What's more likely: $7$-digit number with no $1$'s or at least one $1$ among its digits? 
A $7$-digit number is chosen at random. Which is more likely: the number has no $1$'s among its digits or the number has at least one $1$ among its digits?

Here's how I did it: The question is asking whether $8(9)^6$ (the number of those with no $1$'s among its digits) or $9(10)^6 - 8(9)^6$ (the number of those with at least one $1$ among its digits). Some tedious multiplying shows that $8(9)^6 = 4241528 < 4500000$, which demonstrates that $9(10^6) - 8(9)^6$ i.e. the number having at least one $1$'s among its digits is more likely.
However, I am wondering if there is a slicker way to get the answer without having to do any tedious multipication.
 A: There is a more tedious way to do this. We have that
$$
9\cdot (10)^6- 8\cdot(9)^6\geq 8\cdot (9)^6
$$
if and only if
$$
16\cdot 9^6\leq 9\cdot 10^6.
$$
Now take the square root on both sides to get that the first inequality holds if and only if
$$
4\cdot 9^3\leq 3\cdot 10^3 \Leftrightarrow \\ 
\frac43\leq \left( \frac{10}{9}\right)^3\Leftrightarrow\\
0.75= \frac34\geq \left( \frac{9}{10}\right)^3= \frac{729}{1000}= 0.729.
$$
A: Note that $8\cdot 9^6 < 9\cdot 10^6-8\cdot 9^6$ is equivalent to
$$2\cdot 8\cdot 9^6 < 9\cdot 10^6.$$
Getting rid of common factors on both sides by considering prime factorizations, we can reduce this as far as
$$3^{10} < 2^2 \cdot 5^6.$$
Now both sides are perfect squares, so by taking square roots this is equivalent to
$$3^5 < 2 \cdot 5^3.$$
This we might actually be able to calculate:
\begin{align}
3^5 &= 3\cdot 9^2 = 3\cdot 81 = 243, \\
2\cdot 5^3 &= 2\cdot 5\cdot 25 = 10\cdot 25 = 250.
\end{align}
This confirms the original inequality.
A: We want to show that $$ \frac{8·9^6}{9·10^6} \ = \ \frac{8·9^6}{10 \ · \ 9·10^5} \ = \ 0.8 · (0.9)^5 \ < \ \frac12 \ \ . $$
Since $ \ 0.9^5 \ = \ (1 - 0.1)^5 \ = \ 1 - 5·(0.1) + 10·(0.1)^2 - \ldots \ < \ 0.61 \ \ ,  $  we have  $ \  0.8 · (0.9)^5 \ < \ 0.8 · 0.61 \ < \ 0.5 \ \ . $  (The exact ratio you sought is $ \ \frac{4251528}{9000000} \ = \ 0.472392 \ \ . ) $
Thus, the set of seven-digit numbers with no 1's is the smaller of the two sets.

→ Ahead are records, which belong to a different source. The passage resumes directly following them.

PR #8088, opened 2022-01-27
feat(locksmith): adding email notification on new keys

julien51:
# Description

Adding a mechanism to automatically send an email notification when a new key is sold on a lock.

# Checklist:

## Release Note Draft Snippet

Automated emails sent when new key is sold and has a metadata field set for the owner.

### DIFF
--- a/locksmith/config/config.js
+++ b/locksmith/config/config.js
@@ -2,6 +2,7 @@ const urlParser = require('url')
 
 const config = {
   database: {
+    logging: false,
     dialect: 'postgres', // sequelize v4 needs this
   },
   stripeSecret: process.env.STRIPE_SECRET,
--- a/locksmith/config/config.js
+++ b/locksmith/config/config.js
@@ -11,6 +11,9 @@ const config = {
     '0x08491b7e20566b728ce21a07c88b12ed8b785b3826df93a7baceb21ddacf8b61',
   metadataHost: process.env.METADATA_HOST,
   logging: false,
+  services: {
+    wedlocks: 'http://localhost:1337'
+  },
 }
 
 if (Boolean(process.env.ON_HEROKU)) {
@@ -40,5 +43,10 @@ if (process.env.DATABASE_URL) {
     dialect: 'postgres',
   }
 }
+
+if (process.env.UNLOCK_ENV === 'prod' || process.env.UNLOCK_ENV === 'staging') {
+  config.services.wedlocks = 'https://wedlocks.unlock-protocol.com/.netlify/functions/handler'
+} 
+
 
 module.exports = config
--- a/locksmith/src/operations/wedlocksOperations.ts
+++ b/locksmith/src/operations/wedlocksOperations.ts
@@ -1,4 +1,5 @@
 import fetch from 'cross-fetch'
+import * as Normalizer from '../utils/normalizer'
 import { UserTokenMetadata } from '../models'
 import config from '../../config/config'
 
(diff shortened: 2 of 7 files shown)


locksmith/src/operations/wedlocksOperations.ts
```diff
@@ -0,0 +1,78 @@
...
+}
+
+/**
+ * Resolves when all new keys have been processed
+ * @param keys
+ */
+export const notifyNewKeysToWedlocks = async (keys: any[]) => {
+  for (const key of keys) {
+    await notifyNewKeyToWedlocks(key)
+  }
```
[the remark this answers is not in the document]
julien51: Actually we do. If we have too many keys we will send everything "at once" to wedlocks (or even to our own database) so Its better to do this sequentially.

locksmith/src/operations/wedlocksOperations.ts
```diff
@@ -0,0 +1,80 @@
...
+ * @param params
+ * @param attachments
+ * @returns
+ */
+export const sendEmail = async (
+  template: string,
+  failoverTemplate: string,
+  recipient: string,
+  params: Params = {},
+  attachments: Attachment[] = []
```
searchableguy, line 29: A nit pick, I prefer an object as an argument when there are too many of these positional argument. 

It will also be easier to build the payload that way so not hugely repetitive.

locksmith/src/websub/jobs/keys.ts
```diff
@@ -39,6 +40,9 @@ async function notifyHooksOfAllUnprocessedKeys(hooks: Hook[], network: number) {
       break
     }
 
+    // Notify all new keys to wedlocks!
+    await notifyNewKeysToWedlocks(keys)
+
     await Promise.all(
       hooks.map(async (hook) => {
         const data = keys.filter((key: any) => key.lock.id === hook.lock)
```
searchableguy, line 48: Can you group both of those functions so they fire off concurrently.

locksmith/config/config.js
```diff
@@ -2,6 +2,7 @@ const urlParser = require('url')
 
 const config = {
   database: {
+    logging: false,
```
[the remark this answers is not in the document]
julien51: Oh this is the logging on the DB, I am not sure it is useful?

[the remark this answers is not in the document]
julien51: Very noisy in the logs and can easily be re-enabled to deploy

locksmith/config/config.js
```diff
@@ -41,4 +45,9 @@ if (process.env.DATABASE_URL) {
   }
 }
 
+if (process.env.UNLOCK_ENV === 'prod' || process.env.UNLOCK_ENV === 'staging') {
+  config.services.wedlocks = 'https://wedlocks.unlock-protocol.com/.netlify/functions/handler'
```
searchableguy, line 49: How do you stop someone else from spamming that specific endpoint? 

Afaik, there are no easy way to get static IPs on heroku so you can't rely on IP whitelist.

julien51: For now we don't. Since we only send emails from pre-defined templates, the value for 3rd party folks is pretty little. That said we had a plan to "sign" the API requests. I think once that gets a probem we should absolutely do it!

locksmith/src/operations/wedlocksOperations.ts
```diff
@@ -0,0 +1,80 @@
...
+  })
+
+  if (userTokenMetadataRecord?.data?.userMetadata?.protected?.email) {
+    await sendEmail(
+      `keyMined-${key.owner.address}`,
+      'keyMined',
+      userTokenMetadataRecord.data.userMetadata.protected.email,
+      {
+        keychainUrl: '',
+      }
```
searchableguy, line 77: since it's referenced twice. Move it to a variable above.

like 

```ts
const email = userTokenMetadataRecord?.data?.userMetadata?.protected?.email

if(email) { sendEmail({ email, }) }
```

locksmith/src/websub/jobs/keys.ts
```diff
@@ -39,16 +40,17 @@ async function notifyHooksOfAllUnprocessedKeys(hooks: Hook[], network: number) {
       break
     }
 
-    await Promise.all(
-      hooks.map(async (hook) => {
+    await await Promise.all([
```
searchableguy, line 43: Should use Promise.allSettled. Promise.all will fail if any of those fail. I don't think those tasks depend on each other so one shouldn't disrupt the other for whatever reason. WDYT?

locksmith/src/operations/wedlocksOperations.ts
julien51: Great idea!

PR #8089, opened 2022-01-27
fix(ci): Add third build directory parameter to heroku script and CI deployment

searchableguy:
# Description
Websub exists as part of locksmith directory but we are deploying it separately. So the existing way to reuse service name as a build directory parameter for caching purposes in docker breaks. This PR adds an explicit build-dir argument to CI which is optional but can be configured to change build directory. 

This also fixes websub deployment which is broken as a reason.

# Checklist:


clemsos (approved):
good to go !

A: If you remember a couple of common $\log$ values it can be done easily. $\log 2\approx 0.301<0.302$ and $\log 3\approx 0.4771<0.4772$. So, $$4\log 2+10\log 3<1.208+4.772=5.98<6$$
This means that, taking antilog, $16\cdot (9)^5<10^6$ so that $8\cdot (9)^6<9\cdot (10)^6-8\cdot (9)^6$.